* [Activity] Find and copy every line in the records that includes the string "FormDataActions".
───
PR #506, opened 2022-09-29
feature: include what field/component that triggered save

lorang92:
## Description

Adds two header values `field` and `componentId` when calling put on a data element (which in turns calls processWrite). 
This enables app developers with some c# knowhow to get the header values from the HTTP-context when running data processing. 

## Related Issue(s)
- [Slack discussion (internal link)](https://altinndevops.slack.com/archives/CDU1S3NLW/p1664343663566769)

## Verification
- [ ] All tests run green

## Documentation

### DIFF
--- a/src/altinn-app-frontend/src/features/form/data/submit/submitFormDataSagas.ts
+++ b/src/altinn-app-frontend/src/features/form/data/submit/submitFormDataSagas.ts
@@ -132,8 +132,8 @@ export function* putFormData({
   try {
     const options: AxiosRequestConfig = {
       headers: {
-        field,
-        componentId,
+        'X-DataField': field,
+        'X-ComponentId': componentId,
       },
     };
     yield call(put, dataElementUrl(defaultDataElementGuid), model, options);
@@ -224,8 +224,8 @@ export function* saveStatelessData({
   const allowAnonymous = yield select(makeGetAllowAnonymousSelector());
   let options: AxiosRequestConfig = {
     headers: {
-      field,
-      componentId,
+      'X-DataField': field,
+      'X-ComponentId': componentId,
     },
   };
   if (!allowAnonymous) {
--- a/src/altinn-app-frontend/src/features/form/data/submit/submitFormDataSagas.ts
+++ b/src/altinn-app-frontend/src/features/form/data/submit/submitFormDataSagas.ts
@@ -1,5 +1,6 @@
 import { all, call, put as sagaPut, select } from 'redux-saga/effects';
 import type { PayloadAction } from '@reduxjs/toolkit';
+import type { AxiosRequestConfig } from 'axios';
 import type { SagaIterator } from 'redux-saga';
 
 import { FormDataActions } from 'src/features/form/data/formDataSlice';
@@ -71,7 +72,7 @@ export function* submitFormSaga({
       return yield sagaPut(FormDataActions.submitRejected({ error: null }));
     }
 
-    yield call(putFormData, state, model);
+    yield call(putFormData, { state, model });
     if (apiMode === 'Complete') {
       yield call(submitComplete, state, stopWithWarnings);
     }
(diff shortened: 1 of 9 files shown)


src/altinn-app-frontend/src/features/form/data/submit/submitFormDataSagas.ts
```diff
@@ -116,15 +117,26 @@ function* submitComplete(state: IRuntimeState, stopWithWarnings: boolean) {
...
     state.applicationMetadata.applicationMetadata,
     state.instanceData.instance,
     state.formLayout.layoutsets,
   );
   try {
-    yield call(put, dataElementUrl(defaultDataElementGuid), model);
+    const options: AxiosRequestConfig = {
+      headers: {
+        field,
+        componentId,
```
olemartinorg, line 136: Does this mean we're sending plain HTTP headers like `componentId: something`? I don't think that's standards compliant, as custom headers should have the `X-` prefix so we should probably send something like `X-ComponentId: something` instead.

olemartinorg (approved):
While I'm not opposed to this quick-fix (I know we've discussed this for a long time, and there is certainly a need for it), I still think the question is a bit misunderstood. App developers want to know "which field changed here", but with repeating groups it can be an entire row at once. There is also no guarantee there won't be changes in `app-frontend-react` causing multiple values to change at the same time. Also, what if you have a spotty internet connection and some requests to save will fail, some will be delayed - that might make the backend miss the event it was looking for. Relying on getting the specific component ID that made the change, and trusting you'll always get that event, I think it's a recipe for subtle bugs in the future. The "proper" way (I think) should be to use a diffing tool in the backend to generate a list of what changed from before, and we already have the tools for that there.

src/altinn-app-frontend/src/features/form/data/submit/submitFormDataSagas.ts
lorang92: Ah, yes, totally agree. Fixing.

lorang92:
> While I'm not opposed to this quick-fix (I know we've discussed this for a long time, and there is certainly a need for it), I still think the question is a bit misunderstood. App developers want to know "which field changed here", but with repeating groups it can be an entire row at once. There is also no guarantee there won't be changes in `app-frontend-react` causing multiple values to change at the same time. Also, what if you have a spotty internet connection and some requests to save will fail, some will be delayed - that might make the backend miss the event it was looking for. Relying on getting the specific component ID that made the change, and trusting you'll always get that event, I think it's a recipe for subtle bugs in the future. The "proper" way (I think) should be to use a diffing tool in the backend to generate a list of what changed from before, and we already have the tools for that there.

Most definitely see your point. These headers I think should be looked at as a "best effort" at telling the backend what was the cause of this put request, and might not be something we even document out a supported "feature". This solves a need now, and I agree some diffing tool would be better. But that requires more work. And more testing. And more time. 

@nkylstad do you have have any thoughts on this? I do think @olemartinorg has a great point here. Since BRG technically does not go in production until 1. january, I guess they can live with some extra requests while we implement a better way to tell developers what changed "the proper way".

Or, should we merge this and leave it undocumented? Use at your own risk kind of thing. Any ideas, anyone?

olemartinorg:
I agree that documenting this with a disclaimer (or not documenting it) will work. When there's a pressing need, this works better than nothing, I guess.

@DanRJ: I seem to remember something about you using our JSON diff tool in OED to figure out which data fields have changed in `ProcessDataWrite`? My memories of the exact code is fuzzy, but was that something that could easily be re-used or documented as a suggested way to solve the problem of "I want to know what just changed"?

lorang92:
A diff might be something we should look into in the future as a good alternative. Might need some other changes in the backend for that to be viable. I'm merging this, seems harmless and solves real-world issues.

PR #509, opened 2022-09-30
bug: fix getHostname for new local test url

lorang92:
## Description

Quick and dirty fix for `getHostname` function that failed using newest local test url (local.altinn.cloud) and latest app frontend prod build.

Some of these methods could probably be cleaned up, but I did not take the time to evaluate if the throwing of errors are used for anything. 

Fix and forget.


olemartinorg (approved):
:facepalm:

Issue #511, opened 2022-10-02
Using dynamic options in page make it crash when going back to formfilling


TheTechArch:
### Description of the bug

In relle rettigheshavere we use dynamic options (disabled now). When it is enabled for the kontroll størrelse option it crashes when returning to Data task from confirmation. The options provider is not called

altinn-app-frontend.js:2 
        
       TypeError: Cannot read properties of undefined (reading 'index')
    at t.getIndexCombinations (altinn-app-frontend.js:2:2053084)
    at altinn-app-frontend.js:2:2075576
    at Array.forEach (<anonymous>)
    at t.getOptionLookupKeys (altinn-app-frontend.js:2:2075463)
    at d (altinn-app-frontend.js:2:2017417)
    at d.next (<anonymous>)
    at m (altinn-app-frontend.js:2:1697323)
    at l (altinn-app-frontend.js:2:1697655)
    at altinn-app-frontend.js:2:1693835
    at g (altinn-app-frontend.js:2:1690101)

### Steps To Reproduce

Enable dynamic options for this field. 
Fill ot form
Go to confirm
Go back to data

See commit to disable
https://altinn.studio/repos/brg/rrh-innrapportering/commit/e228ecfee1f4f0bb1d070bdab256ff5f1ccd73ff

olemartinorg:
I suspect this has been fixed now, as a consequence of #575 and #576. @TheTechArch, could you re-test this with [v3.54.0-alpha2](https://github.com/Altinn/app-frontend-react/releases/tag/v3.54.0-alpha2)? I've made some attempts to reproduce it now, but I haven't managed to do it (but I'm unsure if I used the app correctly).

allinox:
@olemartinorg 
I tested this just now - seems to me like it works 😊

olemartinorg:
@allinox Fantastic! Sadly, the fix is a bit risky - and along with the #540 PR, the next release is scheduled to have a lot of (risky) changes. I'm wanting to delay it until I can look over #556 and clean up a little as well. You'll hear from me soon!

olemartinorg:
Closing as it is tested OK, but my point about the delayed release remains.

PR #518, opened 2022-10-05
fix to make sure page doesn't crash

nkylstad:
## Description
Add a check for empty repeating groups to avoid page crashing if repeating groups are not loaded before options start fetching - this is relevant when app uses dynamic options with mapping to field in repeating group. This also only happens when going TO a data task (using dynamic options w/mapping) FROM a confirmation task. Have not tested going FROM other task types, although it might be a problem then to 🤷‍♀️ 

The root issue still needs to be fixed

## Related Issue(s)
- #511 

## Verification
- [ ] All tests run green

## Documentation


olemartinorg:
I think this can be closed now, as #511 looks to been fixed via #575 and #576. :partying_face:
───
* [Solution for this task]
 import { FormDataActions } from 'src/features/form/data/formDataSlice';
       return yield sagaPut(FormDataActions.submitRejected({ error: null }));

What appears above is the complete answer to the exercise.